Print the records below exactly; all of them are needed.

[GIVEN ENTRIES Boundary: Start]

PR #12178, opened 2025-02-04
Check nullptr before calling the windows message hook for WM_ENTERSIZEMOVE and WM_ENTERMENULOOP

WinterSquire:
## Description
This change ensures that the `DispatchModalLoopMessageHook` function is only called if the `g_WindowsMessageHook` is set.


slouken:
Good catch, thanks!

[GIVEN ENTRIES Boundary: End]

• **WRITTEN RESPONSE**:
PR #12178, opened 2025-02-04
Check nullptr before calling the windows message hook for WM_ENTERSIZEMOVE and WM_ENTERMENULOOP

WinterSquire:
## Description
This change ensures that the `DispatchModalLoopMessageHook` function is only called if the `g_WindowsMessageHook` is set.


slouken:
Good catch, thanks!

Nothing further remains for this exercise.